I just found this today. It's an oil change pump that goes into your dipstick tube to pump out your old oil. Has anyone used this product? Any reviews? Heh, the ad says change your oil without getting under the car. . .but if ya change your oil. . . might as well change the filter too, duh. But still, that would make it a little bit easier to not have to be under the car too much.


----------



## wes (Apr 30, 2002)

sybergato said:


> I just found this today. It's an oil change pump that goes into your dipstick tube to pump out your old oil. Has anyone used this product? Any reviews? Heh, the ad says change your oil without getting under the car. . .but if ya change your oil. . . might as well change the filter too, duh. But still, that would make it a little bit easier to not have to be under the car too much.


Pointless tool IMHO. You have to get under the car to remove the filter, as such the oil is SUPER easy to drain as the botl is on the bottom of the oil pan...


----------



## Dustin (Dec 14, 2003)

i agree with wes, there's no point in it, other than pulling in people who have no idea what changing the oil is. might as well pick up some blinker fluid and exhaust bearings too.


----------



## Bror Jace (Apr 26, 2003)

Those pumps have been around a while and are primarily for marine and industrial applications where it is not possible to get under engine and do a proper drain.

It's always best to drain oil out of the lowest point of the engine. You get a more complete drain and the flowing action can carry away particulates that have accumulated on the bottom of the pan.

--- *Bror Jace*


----------



## WATSON1 (Jul 9, 2005)

The only way to change your oil is the old-fashioned way. You shouldn't buy anything like that. I had a friend that bought some twist tube thing to replace his drain plug. Supposedly all you had to do is twist the little piece of plastic, and the oil drains out without having to remove the plug. He ended up replacing his engine. The thing twisted while he was going down the road, draining all his oil on the interstate at 80 MPH.


----------



## Jasper (Apr 2, 2004)

^^ they arent all bad

google Fumoto valve. (I think it's www.fumotovalve.com )

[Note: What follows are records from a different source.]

PR #2855, opened 2020-07-25
Fix rclone subprocess handling

### LINKED ISSUE #2381: restic does not detect rclone termination

MichaelEischer:
restic currently does not detect when the rclone subprocess exits and hangs forever (see #2381 and #2797). We also see test failure from time to time which fail with "signal: broken pipe" while closing the rclone backend.

This PR is partially inspired by #2797 and reuses the new test.

restic currently holds on to file descriptors for both the read and write side of the stdin and stdout pipes to the rclone subprocess. That prevents the pipes from closing properly once rclone stops and is also the root cause of not noticing the subprocess exit. Calling `stdioConn.Close()` once the child process has exited is still necessary to free the file descriptors.

Failing rclone tests seems to be caused because for some reason rclone dies due to a SIGPIPE error which is then returned by `cmd.Wait()` and gets printed as `signal: broken pipe`. I have no idea what data rclone writes to the stdio_conn when `Close` is called, maybe some leftover data on the HTTP2 connection? The fix for this is to give rclone time to shut down after stdin was closed, such that stdout is not closed while rclone still write to it.

fixes #2381 
replaces #2797 

Checklist
---------

### DIFF
--- a/internal/backend/rclone/backend.go
+++ b/internal/backend/rclone/backend.go
@@ -197,7 +197,7 @@ func newBackend(cfg Config, lim limiter.Limiter) (*Backend, error) {
 		debug.Log("Wait returned %v", err)
 		be.waitResult = err
 		// close our side of the pipes to rclone
-		stdioConn.Close()
+		stdioConn.CloseAll()
 		close(waitCh)
 	}()
 
@@ -314,7 +314,7 @@ func (be *Backend) Close() error {
 		debug.Log("rclone exited")
 	case <-time.After(waitForExit):
 		debug.Log("timeout, closing file descriptors")
-		err := be.conn.Close()
+		err := be.conn.CloseAll()
 		if err != nil {
 			return err
 		}
--- a/internal/backend/rclone/backend.go
+++ b/internal/backend/rclone/backend.go
@@ -114,7 +114,7 @@ func wrapConn(c *StdioConn, lim limiter.Limiter) wrappedConn {
 }
 
 // New initializes a Backend and starts the process.
-func New(cfg Config, lim limiter.Limiter) (*Backend, error) {
+func newBackend(cfg Config, lim limiter.Limiter) (*Backend, error) {
 	var (
 		args []string
 		err  error
@@ -234,7 +234,7 @@ func New(cfg Config, lim limiter.Limiter) (*Backend, error) {
 
 // Open starts an rclone process with the given config.
 func Open(cfg Config, lim limiter.Limiter) (*Backend, error) {
-	be, err := New(cfg, lim)
+	be, err := newBackend(cfg, lim)
 	if err != nil {
 		return nil, err
 	}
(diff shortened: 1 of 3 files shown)


internal/backend/rclone/stdio_conn.go
```diff
@@ -28,21 +29,25 @@ func (s *StdioConn) Write(p []byte) (int, error) {
 	return n, err
 }
 
-// Close closes both streams.
+// Close closes the stream to the child process.
```
greatroar, line 32: Maybe this is the right time to rename stdin/stdout to toRclone/fromRclone. I was about to say that the comment is wrong, until I checked the code and realized I wanted to make that change myself and decided on the smaller patch.

internal/backend/rclone/backend.go
```diff
@@ -73,6 +73,13 @@ func run(command string, args ...string) (*StdioConn, *exec.Cmd, *sync.WaitGroup
 	if err != nil {
 		return nil, nil, nil, nil, err
 	}
+	// close rclone side of pipes
+	if err := r.Close(); err != nil {
+		return nil, nil, nil, nil, err
```
greatroar, line 78: In this case, it looks like w is never closed.

greatroar:
>  I have no idea what data rclone writes to the stdio_conn when Close is called, maybe some leftover data on the HTTP2 connection?

I'm not familiar with HTTP2, but a quick glance at RFC 7540 suggests that it may still send control messages when the connection is in half-open state. Maybe it just acknowledges the close?

In any case, tests pass on my machine.

internal/backend/rclone/backend.go
MichaelEischer: I have to admit I was too lazy to improve the resource cleanup here after an error. I'm still not sure I've caught everything.

internal/backend/rclone/stdio_conn.go
MichaelEischer: I've renamed the stream to send and receive

MichaelEischer:
> I'm not familiar with HTTP2, but a quick glance at RFC 7540 suggests that it may still send control messages when the connection is in half-open state. Maybe it just acknowledges the close?

The usual behavior seems to be to explicitly close the substreams, but I haven't seen commands to close the whole connection. At least nothing shows up when logging reads and writes on the stream.

fd0 (approved):
Great catch! LGTM!

PR #2856, opened 2020-07-28
Simplify cache logic

aawsome:

Simplifies the cache logic: 
- Actually a "ReadAhead" closure is defined which basically keeps the information which pack is a "treepack".
This closure is used for one single purpose: If a pack file is loaded and not yet contained in the cache, it will be loaded and saved in the cache for future use.
- Actually when saving tree packs, the same pack is saved again in the cache in `packer_manager`.

I changed the logic and added `BlobType` to the handle used to access the backend. This is in fact only used by the cache to determine whether a pack file from the backend should be cached.
As a side effect no tree packs need to be determined and stored within the index implementation, but instead mixed packs are saved.

Note that this PR does change the behavior of restic with respect to these points:
- When a pack files is accessed without knowing what blob types are within, this file will not be cached if not already present in the cache. This is e.g. the case for `pack.List` which is used in some places.
- Also tests are not modified and will sometimes not use the cache

No.

Checklist
---------

### DIFF
--- a/internal/cache/backend.go
+++ b/internal/cache/backend.go
@@ -21,7 +21,7 @@ type Backend struct {
 	inProgress      map[restic.Handle]chan struct{}
 }
 
-// ensure cachedBackend implements restic.Backend
+// ensure Backend implements restic.Backend
 var _ restic.Backend = &Backend{}
 
 func newBackend(be restic.Backend, c *Cache) *Backend {
@@ -43,13 +43,19 @@ func (b *Backend) Remove(ctx context.Context, h restic.Handle) error {
 	return b.Cache.remove(h)
 }
 
-func autoCached(t restic.FileType) bool {
-	return t == restic.IndexFile || t == restic.SnapshotFile
+func autoCacheTypes(h restic.Handle) bool {
+	switch h.Type {
+	case restic.IndexFile, restic.SnapshotFile:
+		return true
+	case restic.PackFile:
+		return h.ContainedBlobType == restic.TreeBlob
+	}
+	return false
 }
 
 // Save stores a new file in the backend and the cache.
 func (b *Backend) Save(ctx context.Context, h restic.Handle, rd restic.RewindReader) error {
-	if !autoCached(h.Type) {
+	if !autoCacheTypes(h) {
 		return b.Backend.Save(ctx, h, rd)
 	}
 
@@ -168,25 +174,8 @@ func (b *Backend) Load(ctx context.Context, h restic.Handle, length int, offset 
 		debug.Log("error loading %v from cache: %v", h, err)
 	}
 
-	// partial file requested
-	if offset != 0 || length != 0 {
-		if b.Cache.PerformReadahead(h) {
-			debug.Log("performing readahead for %v", h)
-
-			err := b.cacheFile(ctx, h)
-			if err == nil {
-				return b.loadFromCacheOrDelegate(ctx, h, length, offset, consumer)
-			}
-
-			debug.Log("error caching %v: %v", h, err)
-		}
-
-		debug.Log("Load(%v, %v, %v): partial file requested, delegating to backend", h, length, offset)
-		return b.Backend.Load(ctx, h, length, offset, consumer)
-	}
-
 	// if we don't automatically cache this file type, fall back to the backend
-	if !autoCached(h.Type) {
+	if !autoCacheTypes(h) {
 		debug.Log("Load(%v, %v, %v): delegating to backend", h, length, offset)
 		return b.Backend.Load(ctx, h, length, offset, consumer)
 	}
--- a/internal/restic/file.go
+++ b/internal/restic/file.go
@@ -21,8 +21,9 @@ const (
 
 // Handle is used to store and access data in a backend.
 type Handle struct {
-	Type FileType
-	Name string
+	Type              FileType
+	ContainedBlobType BlobType
+	Name              string
 }
 
 func (h Handle) String() string {
--- a/cmd/restic/integration_test.go
+++ b/cmd/restic/integration_test.go
@@ -425,10 +425,11 @@ func removePacksExcept(gopts GlobalOptions, t *testing.T, keep restic.IDSet, rem
 
 	// Get all tree packs
 	rtest.OK(t, r.LoadIndex(gopts.ctx))
+
 	treePacks := restic.NewIDSet()
-	for _, idx := range r.Index().(*repository.MasterIndex).All() {
-		for _, id := range idx.TreePacks() {
-			treePacks.Insert(id)
+	for pb := range r.Index().Each(context.TODO()) {
+		if pb.Type == restic.TreeBlob {
+			treePacks.Insert(pb.PackID)
 		}
 	}
 
@@ -487,11 +488,10 @@ func TestBackupTreeLoadError(t *testing.T) {
 	r, err := OpenRepository(env.gopts)
 	rtest.OK(t, err)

i've had one for ~ 25,000 miles, and no issues, ever. other subaru owners have reported upwards of 80,000 miles on it, and never lost a drop through the valve. makes oil changes go that much faster, and if it's installed correctly, you'll never have to worry about a leak.


----------



## Bror Jace (Apr 26, 2003)

Actually, I think the plastic twisty-thingy used to drain oil was the Fram Sure-Drain. I'm not sure if they still make this.


----------



## Wash Pathfinder (Oct 21, 2005)

i just did it on my Bmw today also. No problems and no OIL on the floor. Try it,you'll like it

http://www.nissanforums.com/pathfinder/121305-my-way-changing-oil.html


----------



## vrefron (Dec 18, 2007)

The only real use for that thing is a quick-lube tech who's prone to overfills.


----------



## birdsflyingover (Dec 19, 2007)

can it suck the air out of an overfilled tire?


----------